# Anything New?



## rgking03 (Mar 20, 2005)

Anything new happening are South Jersey? When is the next Flea Market gotta stock up on some jigs and plugs. Looking for some nice pencil plugs.


----------



## RuddeDogg (Mar 20, 2004)

*South Jersey......*

Ya mean the flea market in Cape May? I think thats in May or June thaey have twice a season.


----------



## ReelinRod (May 29, 2003)

Scott's Bait & Tackle has a good listing of the Jersey and area flea markets.

http://www.scottsbt.com/misc/fleamkts.htm

I'm probably going to Berkeley Striper Club's in Seaside next Sunday (the 5th).

Doing some casting practice tomorrow with a bunch of guys in Malton NJ.


----------



## david123 (Jun 24, 2004)

Asbury Park has a show from 0 until 2 at the convention center on the 12Th of March at the convention center. I'm thinking of attending this one as the plug builders are supposed to be well represented there. Know that this isn't South Jersey, but it's a show.

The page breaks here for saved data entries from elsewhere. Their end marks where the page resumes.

PR #1421, opened 2023-04-17
Wizard naming

netmindz:
The current naming convention for the functions wizard places the name of the fixture at the end. This makes it hard to find all the scences that relate to a certain fixture
Screenshot from 2023-04-17 16-46-18

I find it much better to see all the scenes for the same fixure grouped together like this
Screenshot from 2023-04-17 16-43-03

https://qlcplus.org/forum/viewtopic.php?t=16337

### DIFF
--- a/ui/src/palettegenerator.cpp
+++ b/ui/src/palettegenerator.cpp
@@ -248,12 +248,12 @@ void PaletteGenerator::createColorScene(QList<SceneValue> chMap, QString name, P
             even = !even;
         }
     }
-    scene->setName(m_model + " - color - " + name);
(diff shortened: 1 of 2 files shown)


netmindz:
Just found an issue, the name widget in the solo frame has changed to match the scene name, not the shorter form. Not sure why

yestalgia:
This would save me so much time!

netmindz:
The only downside I spotted while testing @mcallegari was that when you see the scene name in the cluelist, you can't really see what is what unless you scroll horizontally, but if you do so, then the scroll resets back on the next cue. Not a huge issue as generally you don't need to know the name of the scene at all time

Would like to hear from someone who's attended this event as to what I can expect to see,


----------



## Sudsrat (Dec 25, 2005)

Expect to be amazed at the work these guys put out.The top plug builders on the east coast attend this event and some sell out 60 minutes into the event
Bring plenty of $$ or nerves of steel 

Steve


----------